Saved entries
* * * * * * *

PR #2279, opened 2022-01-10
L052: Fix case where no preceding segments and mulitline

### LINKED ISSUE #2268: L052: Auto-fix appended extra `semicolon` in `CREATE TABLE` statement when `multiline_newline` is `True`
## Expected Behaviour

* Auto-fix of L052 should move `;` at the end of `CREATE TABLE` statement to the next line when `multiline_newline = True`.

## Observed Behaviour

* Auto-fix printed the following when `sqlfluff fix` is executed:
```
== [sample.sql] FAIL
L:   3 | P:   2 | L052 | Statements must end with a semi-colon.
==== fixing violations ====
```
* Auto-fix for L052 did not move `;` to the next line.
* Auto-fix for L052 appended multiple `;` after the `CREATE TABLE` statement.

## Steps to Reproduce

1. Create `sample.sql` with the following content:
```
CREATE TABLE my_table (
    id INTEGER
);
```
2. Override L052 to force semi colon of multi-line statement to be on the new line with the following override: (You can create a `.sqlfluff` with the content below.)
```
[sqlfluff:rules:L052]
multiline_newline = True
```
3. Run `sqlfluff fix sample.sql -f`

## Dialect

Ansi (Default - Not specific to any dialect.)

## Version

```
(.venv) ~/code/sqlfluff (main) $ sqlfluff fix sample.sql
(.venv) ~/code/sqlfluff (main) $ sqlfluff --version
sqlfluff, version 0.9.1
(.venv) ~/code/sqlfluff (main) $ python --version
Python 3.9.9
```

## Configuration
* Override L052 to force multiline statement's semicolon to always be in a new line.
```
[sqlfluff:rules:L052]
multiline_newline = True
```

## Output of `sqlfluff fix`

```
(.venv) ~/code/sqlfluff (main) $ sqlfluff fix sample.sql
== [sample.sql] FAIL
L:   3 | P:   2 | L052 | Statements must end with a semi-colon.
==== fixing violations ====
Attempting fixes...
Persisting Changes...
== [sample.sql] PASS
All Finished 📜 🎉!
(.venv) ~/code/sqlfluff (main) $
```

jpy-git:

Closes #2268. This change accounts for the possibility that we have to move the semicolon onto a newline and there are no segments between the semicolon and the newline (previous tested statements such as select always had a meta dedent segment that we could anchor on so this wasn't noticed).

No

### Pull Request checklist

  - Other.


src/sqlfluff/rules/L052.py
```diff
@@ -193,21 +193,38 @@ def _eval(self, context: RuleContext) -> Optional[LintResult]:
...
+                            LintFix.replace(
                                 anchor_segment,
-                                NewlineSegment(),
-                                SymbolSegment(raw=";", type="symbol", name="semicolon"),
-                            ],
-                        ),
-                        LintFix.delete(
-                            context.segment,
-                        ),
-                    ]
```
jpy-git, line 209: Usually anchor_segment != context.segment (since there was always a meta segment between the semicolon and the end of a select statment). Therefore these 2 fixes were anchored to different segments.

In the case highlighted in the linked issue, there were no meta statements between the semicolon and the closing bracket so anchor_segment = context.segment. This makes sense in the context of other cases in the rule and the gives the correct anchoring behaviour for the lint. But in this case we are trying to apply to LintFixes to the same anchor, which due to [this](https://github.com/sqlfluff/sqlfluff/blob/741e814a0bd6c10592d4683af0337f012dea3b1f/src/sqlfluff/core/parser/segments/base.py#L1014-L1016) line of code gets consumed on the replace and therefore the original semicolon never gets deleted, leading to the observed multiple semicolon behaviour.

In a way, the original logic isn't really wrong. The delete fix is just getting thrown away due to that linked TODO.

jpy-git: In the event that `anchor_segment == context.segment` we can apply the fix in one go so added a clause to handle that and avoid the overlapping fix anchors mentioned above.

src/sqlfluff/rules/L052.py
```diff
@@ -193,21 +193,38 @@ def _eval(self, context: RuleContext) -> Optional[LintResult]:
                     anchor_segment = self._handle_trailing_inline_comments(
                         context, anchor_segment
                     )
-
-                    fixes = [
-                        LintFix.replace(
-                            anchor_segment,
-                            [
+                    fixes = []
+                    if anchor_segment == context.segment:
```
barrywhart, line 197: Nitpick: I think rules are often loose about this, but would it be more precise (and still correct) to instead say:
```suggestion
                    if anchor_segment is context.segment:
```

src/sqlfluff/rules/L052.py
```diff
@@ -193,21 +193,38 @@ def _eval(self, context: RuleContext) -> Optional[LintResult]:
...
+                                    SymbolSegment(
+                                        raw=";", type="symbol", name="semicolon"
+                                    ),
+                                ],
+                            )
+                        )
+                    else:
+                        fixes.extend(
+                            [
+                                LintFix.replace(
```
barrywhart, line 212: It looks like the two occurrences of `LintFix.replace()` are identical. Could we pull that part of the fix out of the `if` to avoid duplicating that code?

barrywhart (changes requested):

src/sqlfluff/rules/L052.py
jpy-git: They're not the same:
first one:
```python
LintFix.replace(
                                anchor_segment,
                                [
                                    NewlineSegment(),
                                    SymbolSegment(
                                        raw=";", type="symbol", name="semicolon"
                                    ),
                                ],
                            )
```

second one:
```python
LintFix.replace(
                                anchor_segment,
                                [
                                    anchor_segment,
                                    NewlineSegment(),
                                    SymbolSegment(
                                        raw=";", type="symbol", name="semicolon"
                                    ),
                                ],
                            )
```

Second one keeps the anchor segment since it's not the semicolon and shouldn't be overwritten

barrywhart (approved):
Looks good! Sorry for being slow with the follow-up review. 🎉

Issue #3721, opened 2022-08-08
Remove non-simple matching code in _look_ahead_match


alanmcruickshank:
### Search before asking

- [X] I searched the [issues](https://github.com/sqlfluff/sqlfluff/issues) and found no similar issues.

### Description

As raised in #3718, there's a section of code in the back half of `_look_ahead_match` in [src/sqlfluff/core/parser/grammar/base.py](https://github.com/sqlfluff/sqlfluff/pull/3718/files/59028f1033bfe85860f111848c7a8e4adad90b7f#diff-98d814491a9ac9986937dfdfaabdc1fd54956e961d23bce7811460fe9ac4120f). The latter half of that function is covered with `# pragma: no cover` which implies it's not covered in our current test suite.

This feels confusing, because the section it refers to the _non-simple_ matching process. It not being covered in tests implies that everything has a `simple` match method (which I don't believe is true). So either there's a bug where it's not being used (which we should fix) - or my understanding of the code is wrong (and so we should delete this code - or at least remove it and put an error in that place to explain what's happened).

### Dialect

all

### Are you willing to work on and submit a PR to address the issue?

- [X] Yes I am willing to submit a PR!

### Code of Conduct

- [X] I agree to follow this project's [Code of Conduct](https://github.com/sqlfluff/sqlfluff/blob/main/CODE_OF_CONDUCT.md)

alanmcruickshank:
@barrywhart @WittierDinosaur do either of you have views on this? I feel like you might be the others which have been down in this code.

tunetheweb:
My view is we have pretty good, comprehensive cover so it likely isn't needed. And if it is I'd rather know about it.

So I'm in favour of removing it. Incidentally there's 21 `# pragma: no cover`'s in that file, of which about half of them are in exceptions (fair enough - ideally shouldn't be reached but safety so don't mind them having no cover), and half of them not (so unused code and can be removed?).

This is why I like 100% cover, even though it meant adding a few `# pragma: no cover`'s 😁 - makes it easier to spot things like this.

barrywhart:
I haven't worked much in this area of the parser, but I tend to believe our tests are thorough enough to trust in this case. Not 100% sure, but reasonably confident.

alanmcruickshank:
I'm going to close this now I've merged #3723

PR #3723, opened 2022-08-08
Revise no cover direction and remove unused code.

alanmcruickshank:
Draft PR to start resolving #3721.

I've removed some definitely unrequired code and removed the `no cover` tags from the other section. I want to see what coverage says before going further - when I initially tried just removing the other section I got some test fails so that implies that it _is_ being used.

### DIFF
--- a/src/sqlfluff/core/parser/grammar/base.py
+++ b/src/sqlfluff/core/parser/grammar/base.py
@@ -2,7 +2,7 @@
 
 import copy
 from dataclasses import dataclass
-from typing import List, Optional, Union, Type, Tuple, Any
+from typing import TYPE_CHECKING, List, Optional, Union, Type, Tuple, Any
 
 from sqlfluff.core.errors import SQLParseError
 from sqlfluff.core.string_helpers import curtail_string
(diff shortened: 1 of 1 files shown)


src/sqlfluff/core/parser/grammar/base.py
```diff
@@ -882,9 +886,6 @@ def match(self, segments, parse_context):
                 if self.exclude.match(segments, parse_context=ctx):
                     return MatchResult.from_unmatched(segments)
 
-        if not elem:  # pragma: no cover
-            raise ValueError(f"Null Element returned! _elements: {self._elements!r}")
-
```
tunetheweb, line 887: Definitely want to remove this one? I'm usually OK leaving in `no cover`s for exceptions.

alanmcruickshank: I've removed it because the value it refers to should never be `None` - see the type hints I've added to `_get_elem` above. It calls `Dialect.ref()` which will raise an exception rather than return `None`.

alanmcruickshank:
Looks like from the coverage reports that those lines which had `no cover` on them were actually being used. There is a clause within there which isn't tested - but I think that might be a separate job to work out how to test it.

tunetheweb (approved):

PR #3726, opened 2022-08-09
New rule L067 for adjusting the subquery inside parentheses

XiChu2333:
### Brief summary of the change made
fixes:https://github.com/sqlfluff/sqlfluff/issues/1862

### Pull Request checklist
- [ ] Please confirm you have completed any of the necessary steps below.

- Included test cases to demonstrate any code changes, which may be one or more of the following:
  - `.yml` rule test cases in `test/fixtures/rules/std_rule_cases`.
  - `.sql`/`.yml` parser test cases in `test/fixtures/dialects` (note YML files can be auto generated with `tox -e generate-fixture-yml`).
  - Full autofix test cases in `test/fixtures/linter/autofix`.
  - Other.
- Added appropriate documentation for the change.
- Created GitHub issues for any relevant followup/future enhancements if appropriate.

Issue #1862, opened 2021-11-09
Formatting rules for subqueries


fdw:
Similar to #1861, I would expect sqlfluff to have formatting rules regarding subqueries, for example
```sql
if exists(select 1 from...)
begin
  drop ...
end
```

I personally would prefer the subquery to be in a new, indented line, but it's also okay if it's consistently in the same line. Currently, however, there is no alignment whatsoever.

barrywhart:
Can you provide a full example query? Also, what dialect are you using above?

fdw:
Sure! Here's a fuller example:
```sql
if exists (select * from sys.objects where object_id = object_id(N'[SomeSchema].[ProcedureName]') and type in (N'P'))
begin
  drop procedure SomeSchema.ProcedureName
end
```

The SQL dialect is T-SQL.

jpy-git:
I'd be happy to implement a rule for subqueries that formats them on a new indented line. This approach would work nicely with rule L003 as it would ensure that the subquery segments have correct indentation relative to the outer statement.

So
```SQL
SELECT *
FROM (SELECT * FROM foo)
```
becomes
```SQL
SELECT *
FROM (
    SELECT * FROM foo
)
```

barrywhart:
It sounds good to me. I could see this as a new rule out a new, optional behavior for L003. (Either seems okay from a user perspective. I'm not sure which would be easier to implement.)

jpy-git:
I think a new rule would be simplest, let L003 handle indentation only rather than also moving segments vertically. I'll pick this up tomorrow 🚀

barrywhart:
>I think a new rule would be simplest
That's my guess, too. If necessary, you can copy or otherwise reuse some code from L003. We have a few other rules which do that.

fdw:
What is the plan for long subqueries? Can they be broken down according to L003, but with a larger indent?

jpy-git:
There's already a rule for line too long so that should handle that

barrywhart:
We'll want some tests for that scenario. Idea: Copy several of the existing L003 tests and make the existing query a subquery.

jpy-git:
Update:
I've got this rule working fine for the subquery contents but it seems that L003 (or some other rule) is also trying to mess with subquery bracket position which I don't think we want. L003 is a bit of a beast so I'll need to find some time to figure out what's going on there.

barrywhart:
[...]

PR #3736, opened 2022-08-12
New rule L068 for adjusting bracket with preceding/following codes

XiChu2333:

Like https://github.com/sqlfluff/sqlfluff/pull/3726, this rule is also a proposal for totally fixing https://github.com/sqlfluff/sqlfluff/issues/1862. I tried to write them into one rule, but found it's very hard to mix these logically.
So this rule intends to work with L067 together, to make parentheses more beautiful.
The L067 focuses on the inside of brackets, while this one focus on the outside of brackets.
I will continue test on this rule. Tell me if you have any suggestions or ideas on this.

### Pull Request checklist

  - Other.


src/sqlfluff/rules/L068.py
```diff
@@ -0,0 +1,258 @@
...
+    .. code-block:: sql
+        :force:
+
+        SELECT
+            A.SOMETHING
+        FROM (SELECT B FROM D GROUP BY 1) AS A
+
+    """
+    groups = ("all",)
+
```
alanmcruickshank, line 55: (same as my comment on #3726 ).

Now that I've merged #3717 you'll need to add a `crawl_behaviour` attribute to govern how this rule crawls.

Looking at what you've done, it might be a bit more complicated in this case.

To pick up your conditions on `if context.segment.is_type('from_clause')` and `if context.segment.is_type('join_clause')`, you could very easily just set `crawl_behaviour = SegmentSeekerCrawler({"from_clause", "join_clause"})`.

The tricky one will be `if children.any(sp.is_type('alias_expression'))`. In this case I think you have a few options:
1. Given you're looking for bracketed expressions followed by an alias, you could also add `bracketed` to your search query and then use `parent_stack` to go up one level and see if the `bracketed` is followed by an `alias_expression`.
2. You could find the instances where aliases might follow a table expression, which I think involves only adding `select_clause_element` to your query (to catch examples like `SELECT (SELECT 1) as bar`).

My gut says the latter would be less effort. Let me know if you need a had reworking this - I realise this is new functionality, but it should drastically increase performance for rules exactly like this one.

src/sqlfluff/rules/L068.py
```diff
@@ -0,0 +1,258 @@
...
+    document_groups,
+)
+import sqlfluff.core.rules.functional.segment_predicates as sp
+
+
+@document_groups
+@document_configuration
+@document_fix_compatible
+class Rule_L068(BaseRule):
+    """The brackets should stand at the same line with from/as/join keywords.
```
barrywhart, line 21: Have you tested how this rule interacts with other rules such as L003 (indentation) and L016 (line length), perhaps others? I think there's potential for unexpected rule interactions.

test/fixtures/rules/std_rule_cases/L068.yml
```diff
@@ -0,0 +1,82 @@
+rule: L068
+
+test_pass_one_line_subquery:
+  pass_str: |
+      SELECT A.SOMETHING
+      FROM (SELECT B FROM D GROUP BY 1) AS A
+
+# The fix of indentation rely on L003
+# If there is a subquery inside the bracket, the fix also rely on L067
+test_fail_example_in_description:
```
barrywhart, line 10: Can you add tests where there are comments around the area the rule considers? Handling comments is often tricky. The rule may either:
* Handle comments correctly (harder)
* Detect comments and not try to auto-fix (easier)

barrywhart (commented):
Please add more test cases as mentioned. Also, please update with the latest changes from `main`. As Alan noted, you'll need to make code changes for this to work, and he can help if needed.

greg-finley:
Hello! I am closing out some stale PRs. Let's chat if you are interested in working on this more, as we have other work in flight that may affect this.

* * * * * * *

#### [YOUR GOAL]
Wherever the string "following" appears in the records above, copy the line it sits in.

#### [YOUR SOLUTION]
* Auto-fix printed the following when `sqlfluff fix` is executed:
1. Create `sample.sql` with the following content:
2. Override L052 to force semi colon of multi-line statement to be on the new line with the following override: (You can create a `.sqlfluff` with the content below.)
- Included test cases to demonstrate any code changes, which may be one or more of the following:
New rule L068 for adjusting bracket with preceding/following codes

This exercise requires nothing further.